On February 1, 2013, We Rule was removed from the Appstore alongside other ngmoco games. The app continued to receive support until March 31, 2013 when its service ended and We Rule became unplayable. Unlike some ngmoco games which continued to function after support ended, We Rule no longer functions.

==Gameplay==

In We Rule, players rule and have complete control over their Kingdom. Players begin with a tutorial, which eventually ends when the player has completed certain objectives. When beginning, players mainly profit from farming. Later in the game (but still in the tutorial) players can build houses and shops. Shops serve as the reason for needing a Plus+ account to play (any player can sign up right away after downloading We Rule). When one player has a shop that has already been constructed and opened, another player (who must be friends on We Rule with that person) can make an order for some items from their shop. Houses have a smaller impact on the game. When purchasing a house, players have to pay 100 Coins for each house, and can then collect taxes from each house every five minutes. The tax collected is ten Coins.

Coins and Mojo play a very critical part in the game. Coins are the money used in We Rule, while Mojo can be used to instantly complete in-game tasks (growing crops, finishing building construction, and making a friend's order ready). Players can purchase Mojo using real money for various prices and quantities. Mojo can also be obtained as players level up, which is done by earning XP (experience points) by collecting crops and coins, completing objectives, and placing buildings. Players can decorate their Kingdom with many trees and other accessories. Besides shops, many other interesting buildings are available.

==Updates==

With an early 2010 content update, We Rule's level system allowed players to reach level 30 from the former 25. With this update the game's creators disabled power-leveling items such as Magic Cauliflower and Asparagus, but added several rewards: the Ruby Citadel (available at level 30), Ruby Groves (level 26), Stocks (level 15) and Prison (level 15). A subsequent update shortly after the expansion to 30 levels reinstated Magic Cauliflower and Asparagus.
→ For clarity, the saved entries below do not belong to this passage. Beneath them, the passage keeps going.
PR #4737, opened 2021-01-11
os/include/tinyara/mm : Move heapinfo_total_info_t into mm_heapinfo_utils.c

jeongchanKim:
heapinfo_total_info_t can be used only in mm_heapinfo_utils.c
so moved it.

### DIFF
--- a/os/include/tinyara/mm/mm.h
+++ b/os/include/tinyara/mm/mm.h
@@ -350,9 +350,6 @@ extern struct heapinfo_group_s heapinfo_group[HEAPINFO_USER_GROUP_NUM];
 extern struct heapinfo_group_info_s group_info[HEAPINFO_THREAD_NUM];
 #endif
 
-#if CONFIG_KMM_NHEAPS > 1
-extern heapinfo_total_info_t total_info;
-#endif
 #endif
 /* This describes one heap (possibly with multiple regions) */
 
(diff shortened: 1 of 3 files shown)


os/include/tinyara/mm/mm.h
```diff
@@ -351,6 +351,18 @@ extern struct heapinfo_group_info_s group_info[HEAPINFO_THREAD_NUM];
...
+	int total_heap_size;
+	int cur_free;
+	int largest_free_size;
+	int cur_dead_thread;
+	int sum_of_stacks;
+	int sum_of_heaps;
+	int cur_alloc_size;
+	int peak_alloc_size;
+};
+typedef struct heapinfo_total_info_s heapinfo_total_info_t;
```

On June 19, 2010, Ngmoco released a podcast discussing a new update which would allow the player to have several plots of land, known as realms, each gained or purchased at levels 15, 20, 25, and 30, as well as bug fixes. On June 26, Apple finalized the update, which was released it as We Rule 1.1.
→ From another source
PR #4738, opened 2021-01-12
os/binfmt/libelf_addrenv : Change alignment size for allocating user …

jeongchanKim:
…binary when ARMv8M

Around September 2010, Ngmoco announced that We Rule would also be available on Android.

On October 26, 2010, Apple finalized another major update. We Rule became We Rule: Quests, which enables players to take up optional quests that yield various rewards. These quests require the player to make use of their Plus+ friends and order specific items from them, thus completing the quest once the other party has completed the order and sent it. Quest rewards come in the form of Experience points, Coins, or special decorations, which you can only obtain through completing quests.

Within the same time span of the We Rule: Quests update, the maximum level players can achieve increased to 45 from the previous 40. Along with the new level cap, new crops were also introduced.

As of August 2011, We Rule was updated weekly by Ngmoco. Players could achieve up to level 65, and special items, including "magic farms" and a gift system, were added. We Rule: Quests was later abandoned, and was replaced by the Goals system in the We Rule Deluxe version of the game.

As of September 2012, We Rule ceased regular updates. The highest level achievable was 80.

We Rule support ended completely on March 31, 2013. Players could not access their kingdom or play after that date.

==Criticism==

The We Rule interface.

In We Rule, many players complain about slow loading time and problems involving connections and servers. In late March, We Rule had major server trouble, affecting a lot of players. ngmoco apologized for this trouble, by giving every player ten free Mojo. In June 2010 for half a week, when players tried to log in they received an error message noting that "plus+ is experiencing heavy load. Please try again later." This time players were given 5 free Mojo, as their crops and orders were spoiled by the time they could log back into "We Rule".